## Data to use
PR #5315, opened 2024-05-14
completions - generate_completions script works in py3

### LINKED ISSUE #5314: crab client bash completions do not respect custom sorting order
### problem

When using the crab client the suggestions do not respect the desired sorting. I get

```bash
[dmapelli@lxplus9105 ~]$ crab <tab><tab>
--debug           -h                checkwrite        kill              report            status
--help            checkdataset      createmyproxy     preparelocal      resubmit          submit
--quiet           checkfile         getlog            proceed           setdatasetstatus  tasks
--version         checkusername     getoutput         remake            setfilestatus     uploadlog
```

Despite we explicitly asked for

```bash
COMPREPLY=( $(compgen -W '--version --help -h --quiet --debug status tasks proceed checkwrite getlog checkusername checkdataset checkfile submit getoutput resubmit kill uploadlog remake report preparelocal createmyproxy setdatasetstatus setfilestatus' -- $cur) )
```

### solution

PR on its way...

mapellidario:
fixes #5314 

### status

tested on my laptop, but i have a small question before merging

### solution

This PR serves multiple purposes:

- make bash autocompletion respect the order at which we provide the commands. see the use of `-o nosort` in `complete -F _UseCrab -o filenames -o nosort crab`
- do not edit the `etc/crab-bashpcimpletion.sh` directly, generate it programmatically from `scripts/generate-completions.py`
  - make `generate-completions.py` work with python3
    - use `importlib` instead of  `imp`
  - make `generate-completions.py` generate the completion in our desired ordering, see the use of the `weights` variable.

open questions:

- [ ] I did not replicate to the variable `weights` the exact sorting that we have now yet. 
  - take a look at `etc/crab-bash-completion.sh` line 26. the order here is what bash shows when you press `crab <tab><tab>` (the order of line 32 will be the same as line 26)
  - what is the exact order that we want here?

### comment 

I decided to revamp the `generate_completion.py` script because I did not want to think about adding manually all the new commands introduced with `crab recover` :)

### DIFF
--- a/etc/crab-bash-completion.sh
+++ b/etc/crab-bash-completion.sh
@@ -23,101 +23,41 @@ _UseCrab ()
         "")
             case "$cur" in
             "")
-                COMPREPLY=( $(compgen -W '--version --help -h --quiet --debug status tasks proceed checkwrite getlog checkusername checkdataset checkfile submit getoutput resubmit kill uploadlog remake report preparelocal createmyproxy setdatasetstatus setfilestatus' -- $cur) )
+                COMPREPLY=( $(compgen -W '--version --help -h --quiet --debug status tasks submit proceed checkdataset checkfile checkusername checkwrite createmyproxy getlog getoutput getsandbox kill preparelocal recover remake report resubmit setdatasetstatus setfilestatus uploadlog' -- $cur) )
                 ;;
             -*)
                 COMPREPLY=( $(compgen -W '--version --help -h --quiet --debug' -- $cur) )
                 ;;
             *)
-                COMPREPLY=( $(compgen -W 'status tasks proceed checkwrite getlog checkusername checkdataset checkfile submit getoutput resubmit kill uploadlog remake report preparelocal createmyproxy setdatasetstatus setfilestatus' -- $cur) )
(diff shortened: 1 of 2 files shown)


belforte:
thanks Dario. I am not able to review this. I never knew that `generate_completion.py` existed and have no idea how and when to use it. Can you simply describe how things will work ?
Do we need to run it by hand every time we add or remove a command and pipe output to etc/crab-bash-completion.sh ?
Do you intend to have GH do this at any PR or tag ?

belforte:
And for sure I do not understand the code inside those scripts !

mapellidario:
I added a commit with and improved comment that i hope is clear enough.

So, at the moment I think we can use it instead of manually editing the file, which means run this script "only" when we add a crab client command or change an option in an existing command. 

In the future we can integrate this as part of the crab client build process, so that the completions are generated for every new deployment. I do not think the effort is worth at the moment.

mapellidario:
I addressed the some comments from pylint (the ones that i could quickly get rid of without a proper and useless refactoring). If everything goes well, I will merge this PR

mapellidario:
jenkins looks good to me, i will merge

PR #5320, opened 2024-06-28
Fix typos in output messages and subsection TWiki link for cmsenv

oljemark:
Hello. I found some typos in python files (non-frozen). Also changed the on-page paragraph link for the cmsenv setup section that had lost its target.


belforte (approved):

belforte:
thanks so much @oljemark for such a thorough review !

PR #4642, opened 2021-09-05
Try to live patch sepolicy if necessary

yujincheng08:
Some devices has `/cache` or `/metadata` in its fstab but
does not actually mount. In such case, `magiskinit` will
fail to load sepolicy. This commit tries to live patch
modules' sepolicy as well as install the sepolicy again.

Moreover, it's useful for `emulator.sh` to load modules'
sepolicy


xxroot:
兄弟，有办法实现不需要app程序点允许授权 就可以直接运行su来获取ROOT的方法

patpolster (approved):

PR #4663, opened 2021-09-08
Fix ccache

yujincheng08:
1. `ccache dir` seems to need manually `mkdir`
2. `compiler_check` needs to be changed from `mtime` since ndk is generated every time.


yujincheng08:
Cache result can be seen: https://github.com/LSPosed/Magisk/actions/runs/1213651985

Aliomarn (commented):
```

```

## Task
Everything above from the line with "Try to live patch sepolicy if necessary" to the line with "modules' sepolicy as", both included, must be repeated exactly, and nothing outside that range.

## Response to the task
Try to live patch sepolicy if necessary

yujincheng08:
Some devices has `/cache` or `/metadata` in its fstab but
does not actually mount. In such case, `magiskinit` will
fail to load sepolicy. This commit tries to live patch
modules' sepolicy as well as install the sepolicy again.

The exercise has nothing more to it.